[What the exercise asks] Every line below that holds the string "component" should be copied out.

─── Supplied entries ───

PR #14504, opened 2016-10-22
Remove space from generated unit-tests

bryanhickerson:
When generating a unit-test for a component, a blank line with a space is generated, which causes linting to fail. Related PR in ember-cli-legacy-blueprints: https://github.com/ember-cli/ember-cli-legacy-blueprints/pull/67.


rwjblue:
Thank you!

───
─── Supplied entries ───

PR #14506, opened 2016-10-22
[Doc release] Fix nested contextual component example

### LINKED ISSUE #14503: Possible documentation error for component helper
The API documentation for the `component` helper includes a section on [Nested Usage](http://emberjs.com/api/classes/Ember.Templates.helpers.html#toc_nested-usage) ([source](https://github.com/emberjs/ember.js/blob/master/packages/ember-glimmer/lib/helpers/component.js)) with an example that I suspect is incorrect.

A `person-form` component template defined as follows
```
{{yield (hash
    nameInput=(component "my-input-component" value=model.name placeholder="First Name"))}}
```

───

[Exercise solution]
When generating a unit-test for a component, a blank line with a space is generated, which causes linting to fail. Related PR in ember-cli-legacy-blueprints: https://github.com/ember-cli/ember-cli-legacy-blueprints/pull/67.
[Doc release] Fix nested contextual component example
### LINKED ISSUE #14503: Possible documentation error for component helper
The API documentation for the `component` helper includes a section on [Nested Usage](http://emberjs.com/api/classes/Ember.Templates.helpers.html#toc_nested-usage) ([source](https://github.com/emberjs/ember.js/blob/master/packages/ember-glimmer/lib/helpers/component.js)) with an example that I suspect is incorrect.
A `person-form` component template defined as follows
    nameInput=(component "my-input-component" value=model.name placeholder="First Name"))}}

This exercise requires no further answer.